(Extracted records)

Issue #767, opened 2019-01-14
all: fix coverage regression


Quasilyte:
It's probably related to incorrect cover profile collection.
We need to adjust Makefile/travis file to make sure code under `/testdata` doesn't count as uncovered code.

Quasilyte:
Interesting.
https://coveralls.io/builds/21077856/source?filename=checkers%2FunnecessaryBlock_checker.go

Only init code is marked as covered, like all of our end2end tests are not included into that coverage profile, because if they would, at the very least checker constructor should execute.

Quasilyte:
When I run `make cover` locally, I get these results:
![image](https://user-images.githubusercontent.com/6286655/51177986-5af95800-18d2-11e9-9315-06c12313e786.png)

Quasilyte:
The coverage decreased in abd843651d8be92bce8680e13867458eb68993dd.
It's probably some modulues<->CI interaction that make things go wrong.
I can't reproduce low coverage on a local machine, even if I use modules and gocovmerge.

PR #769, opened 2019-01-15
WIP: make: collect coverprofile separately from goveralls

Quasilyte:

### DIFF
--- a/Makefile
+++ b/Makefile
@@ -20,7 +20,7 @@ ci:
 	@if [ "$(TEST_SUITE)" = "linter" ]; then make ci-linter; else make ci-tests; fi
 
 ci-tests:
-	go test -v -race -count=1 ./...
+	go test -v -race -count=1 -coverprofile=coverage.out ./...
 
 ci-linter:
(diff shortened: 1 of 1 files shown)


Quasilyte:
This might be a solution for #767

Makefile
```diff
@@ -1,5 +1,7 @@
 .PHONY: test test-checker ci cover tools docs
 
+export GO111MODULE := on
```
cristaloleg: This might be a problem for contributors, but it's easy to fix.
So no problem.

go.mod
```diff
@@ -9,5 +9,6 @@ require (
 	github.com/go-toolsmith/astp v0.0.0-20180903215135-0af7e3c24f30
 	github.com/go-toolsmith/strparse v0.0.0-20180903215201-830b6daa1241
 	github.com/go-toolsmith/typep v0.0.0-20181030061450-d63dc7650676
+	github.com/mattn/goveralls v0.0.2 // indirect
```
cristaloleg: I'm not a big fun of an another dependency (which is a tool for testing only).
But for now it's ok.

---

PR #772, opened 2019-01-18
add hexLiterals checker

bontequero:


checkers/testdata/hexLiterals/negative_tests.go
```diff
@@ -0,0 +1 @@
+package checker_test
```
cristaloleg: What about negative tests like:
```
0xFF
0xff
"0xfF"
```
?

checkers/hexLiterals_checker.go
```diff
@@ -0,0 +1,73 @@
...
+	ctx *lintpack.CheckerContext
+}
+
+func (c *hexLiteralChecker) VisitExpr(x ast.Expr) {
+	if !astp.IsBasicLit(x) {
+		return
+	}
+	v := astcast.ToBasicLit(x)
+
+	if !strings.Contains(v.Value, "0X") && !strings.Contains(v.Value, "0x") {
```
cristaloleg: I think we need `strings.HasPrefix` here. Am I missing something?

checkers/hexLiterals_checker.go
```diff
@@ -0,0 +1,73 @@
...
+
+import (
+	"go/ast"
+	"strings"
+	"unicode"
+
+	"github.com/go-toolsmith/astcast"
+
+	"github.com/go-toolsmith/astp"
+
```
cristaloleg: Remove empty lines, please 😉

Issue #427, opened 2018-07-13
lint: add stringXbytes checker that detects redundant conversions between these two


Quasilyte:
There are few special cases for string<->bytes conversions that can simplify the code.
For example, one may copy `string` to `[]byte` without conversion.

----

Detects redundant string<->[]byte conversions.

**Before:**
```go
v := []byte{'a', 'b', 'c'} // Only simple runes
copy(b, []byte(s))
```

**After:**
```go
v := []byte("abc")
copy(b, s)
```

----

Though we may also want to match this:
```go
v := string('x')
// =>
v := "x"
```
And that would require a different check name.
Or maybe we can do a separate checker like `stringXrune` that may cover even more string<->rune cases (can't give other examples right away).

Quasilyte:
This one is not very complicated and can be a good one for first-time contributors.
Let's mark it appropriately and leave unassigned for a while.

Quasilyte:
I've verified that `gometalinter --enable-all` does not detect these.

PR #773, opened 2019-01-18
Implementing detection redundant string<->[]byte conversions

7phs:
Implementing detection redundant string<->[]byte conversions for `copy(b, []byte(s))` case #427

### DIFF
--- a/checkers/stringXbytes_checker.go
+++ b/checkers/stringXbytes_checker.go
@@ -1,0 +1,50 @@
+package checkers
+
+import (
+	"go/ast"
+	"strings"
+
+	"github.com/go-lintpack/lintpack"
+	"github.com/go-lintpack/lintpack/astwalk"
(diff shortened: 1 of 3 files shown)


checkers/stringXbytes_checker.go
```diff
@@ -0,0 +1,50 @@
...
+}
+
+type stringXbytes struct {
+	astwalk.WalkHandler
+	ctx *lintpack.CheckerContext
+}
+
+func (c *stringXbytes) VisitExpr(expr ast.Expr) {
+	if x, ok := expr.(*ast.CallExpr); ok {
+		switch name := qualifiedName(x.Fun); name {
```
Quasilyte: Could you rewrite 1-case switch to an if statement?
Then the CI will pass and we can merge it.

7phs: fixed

(What you should do) Look above for the line with "This one is" and the line with "Quasilyte: Could you"; transcribe both and all lines in between, exactly, and nothing else.

(Output of the task)
This one is not very complicated and can be a good one for first-time contributors.
Let's mark it appropriately and leave unassigned for a while.

Quasilyte:
I've verified that `gometalinter --enable-all` does not detect these.

PR #773, opened 2019-01-18
Implementing detection redundant string<->[]byte conversions

7phs:
Implementing detection redundant string<->[]byte conversions for `copy(b, []byte(s))` case #427

### DIFF
--- a/checkers/stringXbytes_checker.go
+++ b/checkers/stringXbytes_checker.go
@@ -1,0 +1,50 @@
+package checkers
+
+import (
+	"go/ast"
+	"strings"
+
+	"github.com/go-lintpack/lintpack"
+	"github.com/go-lintpack/lintpack/astwalk"
(diff shortened: 1 of 3 files shown)


checkers/stringXbytes_checker.go
```diff
@@ -0,0 +1,50 @@
...
+}
+
+type stringXbytes struct {
+	astwalk.WalkHandler
+	ctx *lintpack.CheckerContext
+}
+
+func (c *stringXbytes) VisitExpr(expr ast.Expr) {
+	if x, ok := expr.(*ast.CallExpr); ok {
+		switch name := qualifiedName(x.Fun); name {
```
Quasilyte: Could you rewrite 1-case switch to an if statement?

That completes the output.